Des milliers de problèmes de gravité « élevée »
Selon les documents consultés par Bloomberg et par Lighthouse Reports, le logiciel était, à l’époque de l’audit, truffé de vulnérabilités. Des milliers de problèmes de sécurités étaient d’une gravité « élevée ». Le contrôleur a aussi pointé du doigt un « nombre excessif » de comptes administrateurs de la base de données, ce qui était « une faiblesse évitable qui pourrait être exploitée par des attaquants internes ». Dans l’audit du CEPD est indiqué que 69 membres de l’équipe de développement avaient un accès à la base de données du système sans avoir l’habilitation de sécurité nécessaire.
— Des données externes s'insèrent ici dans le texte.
PR #3868, opened 2020-06-09
Drop old frame splitting in NumPy serialization

jakirkham:
This is leftover from when Blosc compression was still being handled with the NumPy serialization code path itself ( https://github.com/dask/distributed/pull/777 ) ( https://github.com/dask/distributed/pull/830 ) ( https://github.com/dask/distributed/pull/832 ) ( https://github.com/dask/distributed/pull/998 ). These days frame splitting already happens as part of serialization more generally before compressing data. Also this cutoff is not relevant for when splitting occurs as that is determined by [a limit in the size of buffers Blosc can handle]( https://github.com/dask/distributed/blob/6144eb1a2f93274148cf84299f0eb0a2d93fc509/distributed/protocol/utils.py#L6 ), which [`frame_split_size` already knows]( https://github.com/dask/distributed/blob/6144eb1a2f93274148cf84299f0eb0a2d93fc509/distributed/protocol/utils.py#L22 ). So go ahead and drop this special casing in NumPy serialization and rely on these commonly shared code paths that all serialization passes through.


mrocklin:
Looks good to me.  Thanks for sifting through this part of the codebase @jakirkham 

Linting error:

    distributed/protocol/numpy.py:4:1: F401 '.utils.frame_split_size' imported but unused

If memory serves you prefer that others don't push to your branches, so I'll hold off on pushing a flake8 commit.

jakirkham:
Good catch. Thanks! Fixed in the latest commit.

Also we shouldn't need the `merge_frames` call in deserialization of NumPy arrays any more for the same reason. So have dropped that as well.

quasiben:
Thanks @jakirkham for the work and @mrocklin for the review.  Merging in

jakirkham:
Thanks Ben and Matt! 😄

PR #228, opened 2021-03-08
Parse and update Blockly XML to reposition program blocks

mklewandowski:
This PR improves the locations of blocks when a program is loaded - ensuring that blocks are, when possible, not positioned outside the workspace area.  This is done by determining the upper-left corner of the bounding box of the union of ALL program blocks and using this to move the entire program content to the upper-left of the Blockly workspace (essentially top aligning and left justifying the program structure while keeping the relative positions intact).

Simply trying to move things in bounds didn't have great results. Only moving a block or blocks that had strayed too far to the right or bottom in-bounds still frequently looked quite bad (you might end up with a block stuck against the right edge or stuck against the bottom). Furthermore, at load time we don't have access to block sizes (which is exacerbated by the fact that most of our blocks are connected to or children of other blocks - in this case we have neither size nor position information). Not having size or child positions makes determining where to move something that is out of bounds to the right/bottom a guessing game (unless we bake in a bunch of size constants for every block in the app).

Pour l’instant, le Système d’Information Schengen II fonctionne sur un réseau isolé, les nombreuses failles détaillées dans cet audit ne peuvent donc être exploitées que par un attaquant interne. Mais il est prévu qu’il soit intégré, à terme, au « système d’entrée/sortie » des personnes de nationalités en dehors de l’UE, qui lui doit être mis en place à partir d’octobre 2025. Celui-ci est connecté à Internet. Le rapport d’audit s’alarme d’une facilité des pirates d’accéder à la base de données à ce moment-là.
Une très lente réaction de Sopra Steria
Selon Bloomberg, l’audit explique que des pirates auraient pu prendre le contrôle du système et que des personnes extérieures auraient pu obtenir des accès non autorisés. Mais le média explique que des documents montrent que, lorsque l’eu-Lisa a signalé ces problèmes, Sopra Steria, qui est chargée du développement et de la maintenance du système, a mis entre huit mois et plus de cinq ans et demi pour les résoudre. Ceci alors que le contrat entre l’agence européenne et l’entreprise l’oblige à patcher les vulnérabilités « critiques ou élevées » dans les deux mois.
Dans des échanges de mails avec eu-LISA consultés par nos confrères, Sopra Steria demandait des frais supplémentaires à la hauteur de 19 000 euros pour la correction de vulnérabilités. L’agence européenne a, de son côté, répondu que cette correction faisait partie du contrat qui comprenait des frais compris entre 519 000 et 619 000 euros par mois pour la « maintenance corrective ».
Interrogée par nos confrères, Sopra Steria n’a pas voulu répondre à leurs questions, mais a affirmé : « En tant qu’élément clé de l’infrastructure de sécurité de l’UE, le SIS II est régi par des cadres juridiques, réglementaires et contractuels stricts. Le rôle de Sopra Steria a été joué conformément à ces cadres ».
Dans son audit, le CEPD vise aussi l’eu-LISA qui n’a pas informé son conseil d’administration des failles de sécurité. Il pointe aussi des « lacunes organisationnelles et techniques en matière de sécurité » et lui demandent d’établir un plan d’action et une « stratégie claire » pour gérer les vulnérabilités du système.
À Bloomberg, l’eu-LISA affirme que « tous les systèmes gérés par l’agence font l’objet d’évaluations continues des risques, d’analyses régulières de la vulnérabilité et de tests de sécurité ».